# Erfahrungsbericht Radon ZR Team 6.0 2013



## folgsam (26. Januar 2013)

Analog zu meinem Erfahrungsbericht vom letzten Jahr gibt es nun den passenden Beitrag zur 2013er Version. Hintergrund ist, dass mit das Radon am 7.1. gestohlen wurde :-(

Da ich ziemlich zufrieden mit dem 2012er 5.0 war, wollte ich das Pendant von 2013, das 6.0, kaufen. Nach kurzer Recherche war P/L-mäßig auch nichts besser zu finden, der Abverkauf der 2012er Modelle war im Wesentlichen vorbei.

*1. Bestellung*
Die Bestellung ging extrem schnell. Bestellt wurde am Sonntag, 13.01., die Montagebestätigung kam am Montag, Dienstag ging es fertig raus und Mittwoch war es da. Die dazubestellten Einzelteile kamen per Hermes schon am Dienstag.

Die Einzelteile waren:
- Hebie 672
- 2x Radon Falschenhalter
- Trelock FS455 Cops Schloss
- Kleinkrams wie Halterungen, Kettenstrebenschutz...

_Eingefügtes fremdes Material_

PR #249, opened 2023-01-15
Fix: camp creation validator logic

e-wai:
Add states to double check for non-negative, lower < upper, etc.

## Notion ticket link

## Implementation description
* 

## Steps to test
1.

* 

## Checklist

### DIFF
--- a/frontend/src/components/pages/CampCreation/index.tsx
+++ b/frontend/src/components/pages/CampCreation/index.tsx
@@ -59,27 +59,43 @@ const CampCreationPage = (): React.ReactElement => {
 
   let isCampDetailsFilled = false;
 
-  const startTimeBeforeEndTime = useMemo(() => {
-    try {
-      const [startHours, startMinutes] = startTime
-        .split(":")
-        .map((num) => parseInt(num, 10));
-      const [endHours, endMinutes] = endTime
-        .split(":")
-        .map((num) => parseInt(num, 10));
+  const useValidateTimeOrder = (start: string, end: string): boolean => {
+    return useMemo(() => {
+      try {
+        const [startHours, startMinutes] = start
+          .split(":")
+          .map((num) => parseInt(num, 10));
+        const [endHours, endMinutes] = end
+          .split(":")
+          .map((num) => parseInt(num, 10));
 
-      if (!(startHours && startMinutes && endHours && endMinutes)) {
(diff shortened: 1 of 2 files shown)


twilkhoo (dismissed):
LGTM, everything works on my end, just wondering if a camp's fee can ever be $0? Your implementation requires camp fees to be >=$1, so just curious about that.

twilkhoo (commented):
One more question- do we want error validation for EDLP similar for start and end time? I.e. if early dropoff time is later than late pickup time, that should also be an error right?

frontend/src/components/pages/CampCreation/index.tsx
```diff
@@ -59,18 +59,42 @@ const CampCreationPage = (): React.ReactElement => {
...
+  const startTimeBeforeEndTime = useMemo(() => {
+    try {
+      const [startHours, startMinutes] = startTime
+        .split(":")
+        .map((num) => parseInt(num, 10));
+      const [endHours, endMinutes] = endTime
+        .split(":")
+        .map((num) => parseInt(num, 10));
+
+      if (!(startHours && startMinutes && endHours && endMinutes)) {
```
twilkhoo, line 71: Replace this if condition with:
```
if (Number.isNaN(startHours) || Number.isNaN(endHours)) {
  return true;
}
```
Right now, if you have times with 0, these will also pass the validation due to falsey value logic. Also, there's no need to check for startMinutes in the if condition, if either hours or minutes are not present, then hours will return NaN.

twilkhoo (approved):
LGTM

frontend/src/components/pages/CampCreation/index.tsx
```diff
@@ -59,18 +59,76 @@ const CampCreationPage = (): React.ReactElement => {
...
+          .map((num) => parseInt(num, 10));
+        const [endHours, endMinutes] = end
+          .split(":")
+          .map((num) => parseInt(num, 10));
+
+        if (Number.isNaN(startHours) || Number.isNaN(endHours)) {
+          return true;
+        }
+
+        if (canBeEqual) {
```
twilkhoo, line 80: Checked with Andy, EDLP is allowed to have the same times as the camp's start and end time, so I added this `canBeEqual` check.

e-wai:
beauty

Bestellt wurde im Standardkarton.

*2. Aufbau*
Im Wesentlichen sah alles so wie das letzte mal aus: Lenker ran, Sattel+Sattelstange ran, Pedale ran. Oh huch, wo sind denn die Pedale?! Es wurden im Gegensatz zu 2012 *keine* Pedale mitgeliefert. Das steht zwar auch indirekt auf der Homepage (wird nicht aufgeführt), find ich aber trotzdem schlecht. Außerdem fehlten die kleinen Scheueraufkleber sowie 1x die Schrauben des Flaschenhalters.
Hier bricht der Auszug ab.